Data Distribution Insights into Trustworthy Machine Learning

Zeming Wei

Published: 14 May 2025, Last Modified: 22 May 2025PKU B.S. ThesisEveryoneCC BY 4.0

Abstract: In recent years, machine learning (ML) has made milestone advancements across a variety of applications. However, it also faces significant trustworthiness issues that raise concerns about its practical implementation in real-world scenarios. These issues include perspectives like transparency, robustness, and safety, which can result in unreliable, misleading, or harmful outcomes in their deployment. For example, the complex nature of deep neural networks (DNNs) makes their decisions difficult to interpret. Additionally, adversarial examples and jailbreaking attacks can lead ML models to produce inaccurate or toxic outcomes.
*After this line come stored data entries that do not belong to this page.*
PR #5412, opened 2024-01-17
ref(rust): Remove rust-arroyo

untitaker:
This has moved over into the git repository getsentry/arroyo as of https://github.com/getsentry/arroyo/pull/326 -- will follow up with proper workflow


lynnagara (approved):
✂️

PR #5413, opened 2024-01-17
chore(on-call): Make QueryTooLong exception an invalid request

enochtangg:
Right now, queries that are too long (in character size) count against our SLO. These queries should be marked as an invalid request and ignored by SLO.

This thesis aims to provide new insights into these research problems from the data distribution perspective. Complementary to existing trustworthy ML research that emphasizes optimization or model design, this thesis explores the potential of data distribution for understanding and defending ML models, which has notable potential as model sizes grow and traditional methods may encounter scalability bottlenecks. By analyzing and utilizing characteristics of specific data distributions, this thesis proposes theories and algorithms motivated by them for mechanism interpretation, robust generalization, and alignment inspection across different types of ML models.